PR #4000, opened 2025-09-21
Build script fixed + enhanced

dcog989:
Main issues: redundant 95MB file removed from portable zip; fixed plugin build logic so that we always get the latest version and not an obsolete DLL.

---

1.  **Fixed Portable Package Creation**

    * The portable build process was including the temporary `packages` directory in the final archive. This added `FlowLauncher-x.x.x-full.nupkg` file, increasing zip size by ~95MB. We now explicitly remove this directory before compression.
    * We now use a staging directory to assemble the portable version by running a silent install which ensures package structure is correct and contains no unnecessary build artifacts.

2.  **Enhanced Build Process Reliability**

    * **Dynamic Squirrel Path:** The script no longer uses a hardcoded path to `squirrel.windows`.
    * **Improved Dependency Handling:** By changing `<Private>` from `false` to `true` in `Directory.Build.targets`, project-to-project dependencies are now correctly copied to the output directory. This prevents "missing assembly" errors, especially for plugins.
    * **Safer File Deletion:** The `Remove-UnusedFiles` function now includes a safety check to prevent accidentally deleting a plugin's main DLL if it shares a name with a common dependency.
    * **Structured Build Flow:** The main build logic has been restructured to follow a sequence of building the solution, publishing to a temporary directory, and then merging into the final release folder, which prevents interference from old build artifacts.
    * **More Reliable Version Retrieval:** The `Build-Version` function was updated to use `(Get-Item).VersionInfo.ProductVersion` instead of `Get-Command`. This is more reliable for retrieving file version in PowerShell and aligns with `AssemblyInformationalVersion`.

3.  **Modernized NuGet Package**

    * The `.nuspec` file has been updated to use the modern `<icon>` and `<readme>` tags (note - I failed to get rid of the deprecated `<iconUrl>` due to Squirrel).

---

> [!NOTE]
> I've been playing with https://github.com/velopack/velopack for https://github.com/dcog989/Cliptoo - would there be interest in converting Flow to use this given that Squirrel was abandoned long ago? (Velopack originates from a fork of Squirrel).

### DIFF
--- a/Directory.Build.targets
+++ b/Directory.Build.targets
@@ -5,10 +5,10 @@
 			Condition="'$(OutputType)' == 'Library' and '$(CopyLocalLockFileAssemblies)' == 'true' and $(AssemblyName.EndsWith('Tests')) == 'false' ">
 	  <ItemGroup>
 		<ProjectReferenceWithConfiguration Update="@(ProjectReferenceWithConfiguration)" >
-		  <Private>false</Private>
+		  <Private>true</Private>
 		</ProjectReferenceWithConfiguration>
 		<ProjectReference Update="@(ProjectReference)" >
-		  <Private>false</Private>
+		  <Private>true</Private>
 		</ProjectReference>
 	  </ItemGroup>
 	</Target>
--- a/Scripts/flowlauncher.nuspec
+++ b/Scripts/flowlauncher.nuspec
@@ -7,6 +7,7 @@
     <authors>Flow-Launcher Team</authors>
     <projectUrl>https://github.com/Flow-Launcher/Flow.Launcher</projectUrl>
     <icon>images\app.png</icon>
+    <iconUrl>https://raw.githubusercontent.com/Flow-Launcher/Flow.Launcher/master/Flow.Launcher/Resources/app.ico</iconUrl>
     <readme>README.md</readme>
     <requireLicenseAcceptance>false</requireLicenseAcceptance>
     <description>Flow Launcher - Quick file search and app launcher for Windows with community-made plugins</description>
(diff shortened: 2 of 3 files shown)


Jack251970:
We have tried to move to Velopack + Github Action in #2616

jjw24:
Before we get too deep into enhancing squirrel.windows I actually would like to move to Velopack if possible, it provides build versioning and ability to use pre-release channel.

jjw24:
>The portable build process was including the temporary packages directory in the final archive. This added FlowLauncher-x.x.x-full.nupkg file, increasing zip size by ~95MB. We now explicitly remove this directory before compression.

Is this safe to do? Been a long while I looked at squirrel, is this file needed for updating purposes?

dcog989:
> We have tried to move to Velopack + Github Action in #2616

Thanks. It's not clear from that why it was closed?? 

> Before we get too deep into enhancing squirrel.windows I actually would like to move to Velopack

That makes the most sense for sure. Lots of advantages.

> ...is this file needed for updating purposes?

I don't think it is but have done minimal testing (installer + portable works), I'm not familiar with Squirrel and was going to rely on you guys to review the PR / help test.

But if Velopack is the preferred solution then I'm happy to have a go, and let this PR sit for now?

Jack251970:
I have no idea about why #2616 is closed. And I would prefer Velopack. If you have similar ideas, I think we can put this PR and let us go with Velopack.

dcog989:
> ...I think we can put this PR and let us go with Velopack.

OK, I will make a start after I finish the new BrowserBookmarks plugin, which I'm looking at now.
= = = = = = =
:: Exercise ::
Beginning at the opening line of the data, transcribe each line exactly until you reach the line with "Squirrel Path:** The", which you also include, and go no further.

:: Output ::
PR #4000, opened 2025-09-21
Build script fixed + enhanced

dcog989:
Main issues: redundant 95MB file removed from portable zip; fixed plugin build logic so that we always get the latest version and not an obsolete DLL.

---

1.  **Fixed Portable Package Creation**

    * The portable build process was including the temporary `packages` directory in the final archive. This added `FlowLauncher-x.x.x-full.nupkg` file, increasing zip size by ~95MB. We now explicitly remove this directory before compression.
    * We now use a staging directory to assemble the portable version by running a silent install which ensures package structure is correct and contains no unnecessary build artifacts.

2.  **Enhanced Build Process Reliability**

    * **Dynamic Squirrel Path:** The script no longer uses a hardcoded path to `squirrel.windows`.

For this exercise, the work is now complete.